The reason Faraday is asking for event-specific data is because our prediction modeling system is built on individuals entering certain cohorts, based on a date. Having only the first or last date of an event (as in the above screenshot) actually hinders our ability to model off of your customers.

Faraday will take in your data:

  1. Event-by-event, along with all other associated fields in the row.
  2. Match these events to known identities using our algorithm
  3. Make assessments on meaningful, strong-signaled patterns present.

Therefore, rollups are the way to represent the aggregation of a single field in an event stream, based on some window prior and relative to the reference date provided in its definition. These can be leveraged by cohort membership and joined directly to those individuals for enrichment to the outcome. More common examples of types of aggregations might be (but not limited to):

  • COUNT

  • SUM

  • UNION (distinct values)

  • MAX

  • MIN

  • windowed DAYS FROM

which may be translated into things like:

  • COUNT of orders from day 1 to day 90

  • SUM of policy payments received from day 30 to day 60

  • UNION of distinct browser types viewing pages last 7 days

  • MAX value of investments from 284 to 365 days

  • MIN value of payment (all time)

  • DAYS FROM first event to last event

The result of a particular rollup is a single feature for a household (specifically, an "individual") in either the training or scoring data. These stand as important first-party data characteristics that can be used to tune and/or queue your model to providing a greater level of specificity on behaviors you may not have even know existed within the data.

Known contacts (KCs)

Known Contacts (KCs) are defined as a count of distinct identities that are found within your data in a dataset, regardless of whether those identities are recognized or enriched by the Faraday Identity Graph.
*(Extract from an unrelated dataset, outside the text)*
PR #2499, opened 2020-05-07
Remove a missed use of has_source() to fix tests

VladimirSlavik:
Followup to the botched #2494


tests/nosetests/pyanaconda_tests/module_payload_dnf_test.py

Deleting or archiving a dataset

Before deleting a dataset, ensure that all resources using it, such as an event stream, any cohorts using those event streams, any outcomes using those cohorts, etc, are no longer using it. Once there are no other resources using the dataset, you can safely delete it.

  • Dashboard: click the ... menu on the far right of the dataset you'd like to delete or archive (or upper right while viewing a specific one), then click the relevant option. Screenshot of deleting a dataset
  • API: use the delete dataset or archive dataset API requests.

📘Deleting and archiving resources

Active predictions

The number of active predictions is the count of distinct objectives that are currently deployed via payloads in active pipelines.